I know what you’re thinking, “you’re crazy, why am I going to spend 30 minutes on makeup and hair and get into a dress if I’m sitting on the couch that day?” Well, you don’t have to go through your entire routine, but even on the weekends or your days home, put on jeans and a nice blouse. Just do lip-gloss and mascara. Dial down your routine but still have one. And most importantly, keep up with hygiene. It doesn’t matter if you’re going to be making out with a hottie or not, brush your teeth, wash your face, and apply deodorant.
There are many other things that can really make a difference. Go outside every day. 10 minutes minimum. The vitamins offered by God’s nature are just not replicated with supplements. Go to the source yourself. There is also something extremely soothing about the outdoors. Even if you’re a city girl, being outside and not contained in the stresses our walls hold is more than exhilarating for your soul. Even new moms are suggested to step outside and breathe in the fresh air when over whelmed by a crying newborn. The outdoors will do something for your confidence that you will feel immediately.
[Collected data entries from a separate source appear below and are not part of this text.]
Issue #417, opened 2026-06-02
[infra] Production environment has no approval rule — Deploy (production) runs straight through


brownm09:
## Symptom

Main Deploy run [26839874601](https://github.com/brownm09/lifting-logbook/actions/runs/26839874601) for the #412 squash commit `e6ba23a` reached the `Deploy (production)` job and **executed immediately** without pausing for human approval. The job's status went straight from queued → `in_progress` → `success`, no `waiting` state.

The job in `.github/workflows/deploy.yml` declares:

```yaml
deploy-production:
  name: Deploy (production)
  ...
  environment: production
```

GitHub Environment-level protection rules (required reviewers, wait timer, branch restrictions) are configured in the **repo Settings → Environments → production** UI, not in the workflow YAML. Whatever is there today does not require approval.

## Why this matters

The pipeline header comment (`deploy.yml:4-5`) describes the design as:

> Pipeline: [preflight] → terraform staging → build images → deploy staging → smoke test → **[manual approval]** → terraform production → deploy production

The actual behavior is missing that manual approval step. Every push to `main` that passes staging integration tests will auto-deploy to production. That removes the human gate intended as a final guard against regressions that staging tests do not catch, and means a bad merge (e.g., a regression in `apps/web` that staging Playwright misses but real users hit) ships to prod with no review window.

This was masked for weeks by the same upstream chain that masked #411 — staging smoke (`/healthz` → `/livez`) failed every run since 2026-06-01, so production deploys never reached the gate. With #412 + #414 merged today, the first run that actually exercised `Deploy (production)` did so without the gate.

## Fix

Add a Required reviewers rule (and optionally a wait timer) to the `production` environment via repo Settings:

1. **Settings → Environments → production**
2. Check **Required reviewers** and add at least `brownm09`.
3. Optionally check **Wait timer** with a small value (e.g., 5–10 minutes) as a circuit-breaker against accidental merges.
4. Leave **Deployment branches** restricted to `main`.

Verification: trigger a no-op main push (e.g., a docs change) and confirm `Deploy (production)` enters `waiting` and surfaces an approval prompt before executing.

## Out of scope

This issue is about the environment-protection rule only. Whether to also restructure the workflow to make the gate explicit in YAML (e.g., a dedicated `approve-production` job with `environment: production` and no `run:` steps) is a separate design question — would let the gate be reviewed in code rather than in repo Settings.

## Acceptance criteria

- [ ] `production` environment has Required reviewers configured
[...]

PR #452, opened 2026-06-04
[fix] Consolidate production approval gate onto deploy-production

### LINKED ISSUE #451: [fix] Production deploy requires two approvals instead of one
## Problem

Both `approve-production` and `deploy-production` jobs in `.github/workflows/deploy.yml` reference `environment: production`. GitHub issues one approval prompt per job that references a protected environment, so reviewers are prompted twice for a single production deploy.

The comment on `deploy-production` (lines 636–638) already acknowledged this correctly — the gate is "fully expressed by `approve-production`" — but the `environment: production` declaration on `deploy-production` was left in place, causing the duplicate prompt.

## Fix

Remove `environment: production` from `deploy-production`. The upstream `needs: [approve-production]` dependency and `if: always() && needs.approve-production.result == 'success'` condition already prevent the job from running without approval.

brownm09:
## Summary

Fixes the double approval prompt on production deploys by **consolidating the `environment: production` gate onto the `deploy-production` job** and removing the redundant `approve-production` job.

**Root cause:** `approve-production` was added (#417) on the assumption — stated in its own comment — that "both this job and deploy-production share the same environment, so a single approval releases both." That assumption is wrong: GitHub raises one required-reviewer prompt **per job** that targets a protected environment, not one per environment. With both jobs referencing `environment: production`, reviewers were prompted twice.

**Fix:** Delete `approve-production` and put `environment: production` back on `deploy-production`, inheriting the build/smoke gating `if` that previously lived on `approve-production`. This yields:
- A single approval prompt.
- The GitHub-enforced approval backstop on the job that actually deploys (not just a workflow `if`).
- An accurate GitHub deployment record (attached to the real deploy, not a no-op job).
- `docs/deploy.md` Step 6 ("the `deploy-production` job will pause and wait for your approval") is correct again with no doc change.

## Testing

YAML-only change. Validated by parsing the workflow with `js-yaml` and asserting: `approve-production` is removed, `deploy-production.environment == 'production'`, and `deploy-production.needs` no longer references the deleted job. Pre-commit lint passed (7/7 packages). No application code touched.

Tests: N/A — no testable source changes (CI workflow definition only).

Review by `claude-opus-4-8` on the initial approach (0 blocking, 2 non-blocking + 1 design question): https://github.com/brownm09/lifting-logbook/pull/452#issuecomment-4626024717

- **[documentation] `docs/deploy.md:318-320` stale** — Fixed in `d5d47d1`. Consolidating the gate back onto `deploy-production` makes the existing doc sentence accurate again; no edit required.
- **[reliability] deployment record on no-op job** — Fixed in `d5d47d1`. The deployment record now attaches to `deploy-production` (the job that actually deploys), so production environment status reflects real deploy outcome.
- **[question] gate placement design** — Resolved by adopting alternative (b) from the review: deleted `approve-production`, gate lives on `deploy-production`. Chosen because the separate approval job's entire rationale rested on the disproven "one prompt per environment" assumption.

Closes #451

### DIFF
--- a/.github/workflows/deploy.yml
+++ b/.github/workflows/deploy.yml
@@ -594,25 +594,28 @@ jobs:
             echo "API smoke test failed: expected 200 or 403, got $STATUS" && exit 1
           fi
 
-  # ── 5. Manual approval gate ──────────────────────────────────────────────
-  # Surfaces the production approval gate in the workflow itself, in addition
-  # to (not instead of) the `environment: production` reference on
-  # deploy-production below. Required reviewers are configured on the
-  # production environment in repo Settings (see #417); this job has no
-  # `run:` of substance — it exists to:
-  #   1. Make the gate visible in code review of this file rather than only
-  #      in repo Settings → Environments → production.
-  #   2. Act as a tripwire — if a future refactor strips `environment:
-  #      production` from deploy-production, this job still pauses the
-  #      pipeline at the same point.
-  # The reviewer clicks Approve once; both this job and deploy-production
-  # share the same environment, so a single approval releases both.
-  approve-production:
-    name: Approve production deploy
+  # ── 5. Deploy to production (requires manual approval) ───────────────────
+  # The `environment: production` reference below is the manual approval gate.
+  # GitHub raises one required-reviewer prompt per job that targets a protected
+  # environment, so the gate lives on this job alone — the job that actually
+  # deploys — giving a single approval, the GitHub-enforced backstop on the
+  # real deploy, and an accurate deployment record against the production
+  # environment.
+  #
+  # History: a separate `approve-production` job previously carried this
+  # environment "in addition to" deploy-production (#417), on the assumption
+  # that two jobs sharing one environment would prompt only once. They don't —
+  # GitHub prompts per-job — which produced a double approval (#451). The gate
+  # is now consolidated onto the deploy job, where the environment protection
+  # belongs.
+  deploy-production:
+    name: Deploy (production)
     runs-on: ubuntu-latest
     needs: [preflight, build-images, deploy-staging, smoke-test]
-    # Same gating logic as deploy-production below — only request approval
-    # when the pipeline would actually be ready to deploy.
+    # Only deploy when the pipeline is actually ready: build succeeded and,
+    # when staging is enabled, the staging smoke test passed. `always()` lets
+    # this run even though deploy-staging/smoke-test are skipped in
+    # production-only mode (their `skipped` result is not `success`).
     if: |
       always() &&
       needs.build-images.result == 'success' &&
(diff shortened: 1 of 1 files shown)


brownm09:
## Review: [fix] Remove duplicate production approval gate

### Summary
**Merge with minor changes.** The fix correctly resolves the double-approval — both `approve-production` and `deploy-production` declared `environment: production`, and GitHub raises one reviewer prompt per environment-referencing job. Removing it from `deploy-production` is safe because the GCP prod secrets are repository-scoped (confirmed in `docs/deploy.md` Step 5), so secret resolution is unaffected, and the `needs: [approve-production]` + `if` condition still gates the deploy. The highest-priority follow-up is a stale sentence in `docs/deploy.md` that still names `deploy-production` as the job that pauses for approval.

---

### Non-Blocking Findings

**[documentation]** `docs/deploy.md:318-320`
The setup guide states: *"The `deploy-production` job in `.github/workflows/deploy.yml` will pause and wait for your approval before proceeding."* After this PR, `deploy-production` no longer carries `environment: production` — `approve-production` is now the job that pauses. An operator following Step 6 and cross-checking the workflow will find no environment reference on `deploy-production` and may conclude the gate is missing.
**Suggestion:** Update the sentence to name `approve-production` as the pausing job (e.g., "The `approve-production` job will pause and wait for your approval; `deploy-production` then runs once approval is granted."). This is a one-line edit and fits naturally in this PR.

**[reliability]** `.github/workflows/deploy.yml:610` (approve-production) vs `:629` (deploy-production)
GitHub records a *deployment* against an environment from the job that references it. With `environment: production` now on the no-op `approve-production` job, the production environment's deployment history and the Deployments API will mark production as "deployed" the moment approval is granted — before `terraform apply` and the Cloud Run/Helm rollout in `deploy-production` even start. If the actual deploy fails, the production environment still shows a green deployment, decoupling environment status from real deploy outcome.
**Suggestion:** Accept this as a known tradeoff, or consider the alternative in the question below which keeps the deployment record on the job that actually deploys.

---

### Questions for Author

**Question:** Was hosting the gate on `approve-production` (rather than deleting `approve-production` and keeping `environment: production` on `deploy-production`) the intended design choice?
**Context:** Before this PR, `deploy-production` had an independent, GitHub-enforced approval gate via its own `environment: production`. After this PR, the *only* thing preventing an unapproved prod deploy is the workflow expression `if: always() && needs.approve-production.result == 'success'` (deploy.yml:638). A future refactor that edits the `needs:` array or the `if` logic could silently remove the gate, since the GitHub-level backstop on the deploy job is now gone — the inverse of the "tripwire" rationale in the comment at lines 597-609.
**Tradeoffs:** (a) Keep env on `approve-production` (this PR) — gate is visible as a dedicated job, but the real deploy has no independent GitHub-enforced backstop and the deployment record tracks the no-op job. (b) Delete `approve-production` and keep `environment: production` on `deploy-production` — single prompt, accurate deployment tracking, and the gate sits on the job that actually deploys, all enforced by GitHub independent of `if` logic; cost is losing the in-file "tripwire" job that surfaces the gate in code review.

---

### Style Notes
The updated comment reads clearly and the inline rationale ("No `environment: production` here — that would trigger a second required-reviewer prompt") is exactly the kind of note that prevents this regression from being reintroduced. Good.

---

### Findings Disposition
Per ADR-028, each finding must be fixed in this PR or filed and linked before merge. Both non-blocking findings are trivially fixable in-PR (the doc edit is one line; the reliability item is either a one-line acceptance note or the design change from the question). Recommend resolving the doc finding in this PR at minimum.

---

PR #455, opened 2026-06-05
[fix] Hide custom-lift option when partial catalog match exists

### LINKED ISSUE #454: [fix] Hide custom-lift option when partial catalog match exists
## Problem

When the user types a partial match of a catalog lift name (e.g. "overhead" for "Overhead Press"), the picker shows both the catalog match and an "Add 'overhead' as a custom lift" option. Clicking the custom option creates a misspelled/partial lift instead of the intended catalog lift.

## Root cause

`canAddCustom` is true whenever `trimmed.length > 0 && !alreadySelected && !matchesCatalog`. It does not check whether any catalog lifts partially match the query (`available.length`), so the custom-add option appears alongside catalog results.

## Expected behaviour

The "Add as custom lift" option should only appear when the query produces **no catalog matches at all** — neither exact (`matchesCatalog`) nor partial (`available.length === 0`). If any catalog lift contains the query as a substring, the custom option is hidden.

## Fix

In `apps/web/app/(authed)/onboarding/steps/StepLifts.tsx`, add `available.length === 0` to the `canAddCustom` guard:

```tsx
const canAddCustom = trimmed.length > 0 && !alreadySelected && !matchesCatalog && available.length === 0;
```

brownm09:
## Summary

Fixes #454.

Typing a partial lift name (e.g. `overhead`) now shows only the matching catalog option (`Overhead Press`) without also displaying an "Add as a custom lift" offer. Previously, `canAddCustom` only excluded exact catalog matches — partial matches set `available.length > 0` and `canAddCustom = true` simultaneously, so both the catalog option and the custom-add option appeared.

**Root cause:** `canAddCustom` checked `!matchesCatalog` (exact match only) but not whether any catalog lifts already appeared in `available`. Fix: add `available.length === 0` to the guard.

## Changes

- `StepLifts.tsx`: `canAddCustom` gains `&& available.length === 0` — custom-add only offered when no catalog results are present
- `StepLifts.test.tsx`: regression test covering the partial-match case ("type 'overhead' → only catalog option appears, no custom-add")

## Testing

```
Tests: 74 passed, 74 total (12 suites) — 1.353s
```

Suppressions: none added.
Test integrity: no skip markers, no deleted tests, no lowered thresholds.

TS compile warnings in `StepLifts.test.tsx` are pre-existing (jest-dom augmentation gap tracked in #421, mitigated by `diagnostics: { warnOnly: true }` in `jest.config.js`).

### DIFF
--- a/apps/web/app/(authed)/onboarding/steps/StepLifts.test.tsx
+++ b/apps/web/app/(authed)/onboarding/steps/StepLifts.test.tsx
@@ -129,6 +129,19 @@ describe('StepLifts — add a lift', () => {
       screen.queryByRole('option', { name: /as a custom lift/i }),
     ).not.toBeInTheDocument();
   });
+
+  it('does not offer custom-add when the query partially matches a catalog lift', async () => {
+    const user = userEvent.setup();
+    render(<Harness />);
+
+    // 'overhead' partially matches 'Overhead Press' — the catalog option appears
+    // but the custom-add option must not, since there are catalog results.
+    await user.type(screen.getByLabelText('Add a lift'), 'overhead');
+    expect(screen.getByRole('option', { name: 'Overhead Press' })).toBeInTheDocument();
+    expect(
+      screen.queryByRole('option', { name: /as a custom lift/i }),
+    ).not.toBeInTheDocument();
+  });
 });
 
 describe('StepLifts — remove a lift', () => {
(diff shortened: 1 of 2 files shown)


brownm09:
## Review: [fix] Hide custom-lift option when partial catalog match exists

### Summary

Ready to merge. The one-line guard change is logically correct for every case (partial match, exact match, no match, already-selected), the `aria-expanded` condition remains sound under the new guard, and the regression test is tight and specific. No findings.

---

PR #459, opened 2026-06-08
[fix] Fall back to full lift catalog when onboarding fetch fails

### LINKED ISSUE #458: [fix] Onboarding lift search only offers 'custom lift' when catalog fetch fails
## Problem

On the onboarding **Enter Lifts** step, the add-a-lift search box only ever offers *\"Add ⟨text⟩ as a custom lift\"* — it never surfaces matching built-in catalog lifts (Overhead Press, Barbell Row, etc.). This makes the search feel broken.

## Root cause

The picker dropdown is built from a `catalog` prop in [`StepLifts.tsx`](apps/web/app/(authed)/onboarding/steps/StepLifts.tsx). The custom-lift option only appears when `available.length === 0` (no catalog match that isn't already selected) — that logic is correct.

The `catalog` is fetched server-side in [`onboarding/page.tsx`](apps/web/app/(authed)/onboarding/page.tsx):

```ts
try {
  const program = await getActiveProgram();
  catalog = await fetchLiftCatalog(program);   // GET /programs/:program/lifts
} catch {
  catalog = [...DEFAULT_LIFTS];                 // ['Bench Press','Squat','Deadlift']
}
```

Two compounding bugs:

1. **The fallback catalog is identical to the pre-selected rows.** `OnboardingFlow` seeds the same `DEFAULT_LIFTS` as the initial selected lifts. So when the fetch fails, every fallback entry is already selected → `available` is empty for **every** query → the only option the picker can ever render is the custom-lift add. Search is functionally dead in the fallback path.
2. **The fetch failure is silently swallowed** by a bare `catch {}` with no log, so the underlying catalog-fetch failure (auth/token handshake on Cloud Run) is invisible in production.

The healthy path (fetch succeeds → full `LIFT_NAMES` catalog) works correctly. The symptom indicates the catalog fetch is failing in production and falling back to the broken three-lift list.

## Fix

- Change the fallback catalog from `DEFAULT_LIFTS` to the full built-in `LIFT_NAMES` so search remains functional even when the API is unreachable.
- Surface the swallowed fetch error via `console.error` so the failure is observable.

## Acceptance criteria

- [ ] When the catalog fetch fails, the onboarding picker still offers all built-in lifts not already selected (e.g. Overhead Press, Barbell Row).
- [ ] The catalog-fetch failure is logged server-side rather than silently swallowed.
- [ ] Test coverage asserts the fallback catalog is the full built-in list, distinct from the pre-selected defaults.

## Notes

The separate question of *why* the catalog fetch fails in production (the Clerk + GCP identity-token handshake during onboarding) is upstream of this fix; this issue makes the fallback graceful and the failure observable so that root cause can be diagnosed from logs.

brownm09:
## Summary

The onboarding **Enter Lifts** search box only ever offered *"Add ⟨text⟩ as a custom lift"* and never surfaced built-in catalog matches (Overhead Press, Barbell Row, etc.), making the search appear broken.

**Root cause:** the picker's custom-lift option correctly only appears when `available.length === 0`. But on a catalog-fetch failure, [`onboarding/page.tsx`](apps/web/app/(authed)/onboarding/page.tsx) fell back to `DEFAULT_LIFTS` (`Bench Press`, `Squat`, `Deadlift`) — the exact three lifts `OnboardingFlow` pre-selects as the starting rows. Every fallback entry was therefore already selected, so `available` was empty for **every** query and the picker collapsed to the custom-lift option. The failure was also silently swallowed by a bare `catch {}`, hiding the upstream fetch failure (Clerk + GCP identity-token handshake on Cloud Run) in production.

## Changes

- Fall back to the full built-in `LIFT_NAMES` instead of `DEFAULT_LIFTS`, so catalog search stays functional even when the API is unreachable.
- Log the swallowed fetch error via `console.error` so the upstream failure is observable.
- Add `apps/web/app/(authed)/onboarding/page.test.tsx` covering the success path and asserting the fallback catalog is the full built-in list (distinct from the pre-selected defaults), plus that the error is logged.

## Acceptance Criteria

- [x] When the catalog fetch fails, the picker still offers built-in lifts not already selected (e.g. Overhead Press, Barbell Row).
- [x] The catalog-fetch failure is logged server-side rather than silently swallowed.
- [x] Test coverage asserts the fallback catalog is the full built-in list, distinct from the pre-selected defaults.

## Testing

Run from the repo root:

```
npx turbo run lint --filter=@lifting-logbook/web
```

- Full web suite: **Tests: 76 passed, 0 skipped, 0 failed (17.7s)** — includes the new `page.test.tsx` (success + fallback assertions). Re-run after the review-finding fix below.
- Lint: clean.
- Pre-PR suppression and test-integrity greps: clean (no suppressions, skips, or integrity violations added).
- No `package.json` changed → lockfile-sync check N/A.
- DB E2E suite not run (Docker): change is web-only, touches no `apps/api/prisma/` or repository code.

## Notes

This makes the fallback graceful and the failure observable. The separate question of *why* the catalog fetch fails in production (the onboarding-time auth-token handshake) is upstream of this fix and can now be diagnosed from the logged error.

`/review` ([comment](https://github.com/brownm09/lifting-logbook/pull/459#issuecomment-4653206103)): 0 blocking, 1 non-blocking.

- **[maintainability]** `page.test.tsx` — fallback assertion matched React's hand-escaped serialized attribute, coupling the test to renderer escaping rules. **Fixed in `e35af06`** — now parses the echoed `data-catalog` attribute and compares arrays (`toEqual([...LIFT_NAMES])`).

Closes #458

### DIFF
--- a/apps/web/app/(authed)/onboarding/page.test.tsx
+++ b/apps/web/app/(authed)/onboarding/page.test.tsx
@@ -1,0 +1,71 @@
+import { renderToStaticMarkup } from 'react-dom/server';
+import type { ReactElement } from 'react';
+import { LIFT_NAMES } from '@lifting-logbook/types';
+
+jest.mock('@/lib/api', () => ({
+  fetchLiftCatalog: jest.fn(),
+}));
+
+jest.mock('@/lib/active-program', () => ({
+  getActiveProgram: jest.fn().mockResolvedValue('5-3-1'),
+}));
+
+// Stub the client flow so the test isolates the page's catalog-fetch fallback.
+// It echoes the resolved catalog so we can assert what the page passed down.
+jest.mock('./OnboardingFlow', () => ({
+  OnboardingFlow: ({ catalog }: { catalog: string[] }) => (
+    <div data-catalog={JSON.stringify(catalog)}>onboarding-flow</div>
+  ),
+}));
+
+import { fetchLiftCatalog } from '@/lib/api';
+import OnboardingPage from './page';
+import { DEFAULT_LIFTS } from './lib';
+
+const mockedFetch = fetchLiftCatalog as unknown as jest.Mock;
+
+describe('OnboardingPage — catalog fetch fallback', () => {
+  beforeEach(() => jest.clearAllMocks());
+
+  it('passes the fetched catalog to the flow on success', async () => {
+    const fetched = ['Squat', 'Bench Press', 'My Custom Lift'];
+    mockedFetch.mockResolvedValue(fetched);
+
+    const element = (await OnboardingPage()) as ReactElement;
+    const html = renderToStaticMarkup(element);
+
+    expect(html).toContain('onboarding-flow');
+    // Data-level assertion: the real fetched catalog — including the custom
+    // lift that no fallback would produce — reached the flow.
+    expect(html).toContain('My Custom Lift');
+  });
+
+  it('falls back to the full built-in LIFT_NAMES when the fetch fails', async () => {
+    mockedFetch.mockRejectedValue(new Error('API down'));
+    // Silence the intentional error log this path emits.
+    const errSpy = jest.spyOn(console, 'error').mockImplementation(() => {});
+
+    const element = (await OnboardingPage()) as ReactElement;
+    const html = renderToStaticMarkup(element);
+
+    expect(html).toContain('onboarding-flow');
+
+    // The fallback must be the full built-in catalog, NOT the three seeded
+    // DEFAULT_LIFTS. Overhead Press is in LIFT_NAMES but not DEFAULT_LIFTS, so
+    // its presence proves the picker stays searchable when the API is down (#458).
+    const overheadInDefaults = (DEFAULT_LIFTS as readonly string[]).includes('Overhead Press');
+    expect(overheadInDefaults).toBe(false);
+    expect(LIFT_NAMES).toContain('Overhead Press');
+    expect(html).toContain('Overhead Press');
+
+    // The catalog handed down is exactly the built-in list.
+    expect(html).toContain(`data-catalog="${JSON.stringify([...LIFT_NAMES]).replace(/"/g, '&quot;')}"`);
+
+    // The failure is surfaced, not silently swallowed.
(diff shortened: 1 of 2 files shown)


brownm09:
## Review: [fix] Fall back to full lift catalog when onboarding fetch fails

### Summary
**Merge with one minor change.** This is a well-scoped, correctly diagnosed fix: the catch-block fallback was previously `DEFAULT_LIFTS` — byte-for-byte the three lifts `OnboardingFlow` pre-selects — so `available` was empty for every query and the picker could only ever offer the custom-lift row. Falling back to the full built-in `LIFT_NAMES` restores search, and replacing the bare `catch {}` with a `console.error` makes the upstream failure observable (and matches the sibling `getActiveProgram` pattern in `active-program.ts:9-10`). Tests cover both paths with real data-level assertions. The only finding is a brittle test assertion; everything else is solid.

---

### Non-Blocking Findings

**[maintainability]** `apps/web/app/(authed)/onboarding/page.test.tsx:62`
The exact-equality check builds the expected attribute by hand-replicating React's HTML escaping: `data-catalog="${JSON.stringify([...LIFT_NAMES]).replace(/"/g, '&quot;')}"`. This couples the test to React's server serialization format and its specific attribute-escaping rules. A React upgrade that changes attribute serialization (or any lift name that introduces a character React escapes differently, e.g. `&`, `<`) would break this assertion for reasons unrelated to the fallback contract it's meant to guard.
**Suggestion:** Extract the attribute value and compare parsed arrays instead of matching the escaped string — e.g. `const m = html.match(/data-catalog="([^"]*)"/); expect(JSON.parse(m[1].replace(/&quot;/g, '"'))).toEqual([...LIFT_NAMES]);` — or, since lines 58-59 already prove `Overhead Press` is present-and-not-a-default, drop the exact-match line and add a negative assertion (e.g. a known custom lift is absent) to pin "exactly the built-ins" without the escaping coupling.

---

### Findings Disposition
- **[maintainability]** `page.test.tsx:62` brittle exact-match assertion — _to be dispositioned (fixed in <sha> | filed #N) before merge._

---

I used to work for a huge bank and even for them, I wrote. I worked in correspondence and responded to customers through personalized letters when the auto generated ones did not fit their response need. I sat in a cubicle for 10 hours. I had my 15 minute breaks and my 45 minute lunch period. I took those periods to not go into the “break room” but sit outside. If the sun was shining, I had my favorite bench that I always laid on. I would lay down, close my eyes, and just let the sun warm me and the wind dance across my skin. It always allowed the stressors of the day to lessen slightly enough to make me feel better. If it was raining, there was this one wall I stood against and I would just lean and think and watch the grey clouds drop their own weight down.
Another vital ingredient to building your confidence is your body language. Despite how you feel, don’t show it. There is a time to cry and it’s essential to get that pain out. BUT, you can’t walk around carrying your heavy load everywhere you go. Find a place for your worries and leave them there. Think about it this way. Every worry you have is a stone. A few worries can get quite heavy if carried around with you everywhere you go. Leave your worries at home, or at the office, or wherever they are meant to be and walk standing tall, not slumped over like you have the world on your back. Hold your head up high and make eye contact. If you LOOK confident, you will start to FEEL confident.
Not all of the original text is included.